* **Problem details**
The output must reproduce each line of the data word for word.

[Dataset entries]
----------

PR #206, opened 2021-04-13
Allow baseImageVolumeName to be truly optional

abays:
Moves the initialization/generation of the `baseImageName` to earlier in the VMSet logic, and sets either the default or the CR spec's value as its value.  That value is then passed to the functions that need it.

### DIFF
--- a/controllers/openstackvmset_controller.go
+++ b/controllers/openstackvmset_controller.go
@@ -293,9 +293,14 @@ func (r *OpenStackVMSetReconciler) Reconcile(ctx context.Context, req ctrl.Reque
 		return ctrl.Result{RequeueAfter: time.Second * 10}, nil
 	}
 
+	baseImageName := fmt.Sprintf("osp-vmset-baseimage-%s", instance.UID[0:4])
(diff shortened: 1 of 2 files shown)


controllers/openstackvmset_controller.go
```diff
@@ -435,7 +437,7 @@ func (r *OpenStackVMSetReconciler) Reconcile(ctx context.Context, req ctrl.Reque
 	// Create controller VM objects and finally set VMSet status in etcd
 	if instance.Status.BaseImageDVReady {
 		for _, ctl := range controllerDetails {
-			err = r.vmCreateInstance(instance, envVars, &ctl, osNetBindings)
+			err = r.vmCreateInstance(instance, envVars, &ctl, osNetBindings, baseImageName)
```
stuggi, line 440: we could add the baseimage name as a new parameter to the controllerDetails ospdirectorv1beta1.Host{} then we do not need to pass a new parameter to the vmCreateInstance method.

stuggi (approved):
/lgtm

PR #207, opened 2021-04-14
baseImageVolumeName README additions

abays:
Shows how to use `virtctl` to pre-load the RHEL base image


dprince (approved):

dprince:
Looks good to me. At some point we'll need to remove internal URL's and use real ones but this is great for now.

stuggi (commented):
/lgtm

----------

* **Answer area**
PR #206, opened 2021-04-13
Allow baseImageVolumeName to be truly optional

abays:
Moves the initialization/generation of the `baseImageName` to earlier in the VMSet logic, and sets either the default or the CR spec's value as its value.  That value is then passed to the functions that need it.

### DIFF
--- a/controllers/openstackvmset_controller.go
+++ b/controllers/openstackvmset_controller.go
@@ -293,9 +293,14 @@ func (r *OpenStackVMSetReconciler) Reconcile(ctx context.Context, req ctrl.Reque
 		return ctrl.Result{RequeueAfter: time.Second * 10}, nil
 	}
 
+	baseImageName := fmt.Sprintf("osp-vmset-baseimage-%s", instance.UID[0:4])
(diff shortened: 1 of 2 files shown)


controllers/openstackvmset_controller.go
```diff
@@ -435,7 +437,7 @@ func (r *OpenStackVMSetReconciler) Reconcile(ctx context.Context, req ctrl.Reque
 	// Create controller VM objects and finally set VMSet status in etcd
 	if instance.Status.BaseImageDVReady {
 		for _, ctl := range controllerDetails {
-			err = r.vmCreateInstance(instance, envVars, &ctl, osNetBindings)
+			err = r.vmCreateInstance(instance, envVars, &ctl, osNetBindings, baseImageName)
```
stuggi, line 440: we could add the baseimage name as a new parameter to the controllerDetails ospdirectorv1beta1.Host{} then we do not need to pass a new parameter to the vmCreateInstance method.

stuggi (approved):
/lgtm

PR #207, opened 2021-04-14
baseImageVolumeName README additions

abays:
Shows how to use `virtctl` to pre-load the RHEL base image


dprince (approved):

dprince:
Looks good to me. At some point we'll need to remove internal URL's and use real ones but this is great for now.

stuggi (commented):
/lgtm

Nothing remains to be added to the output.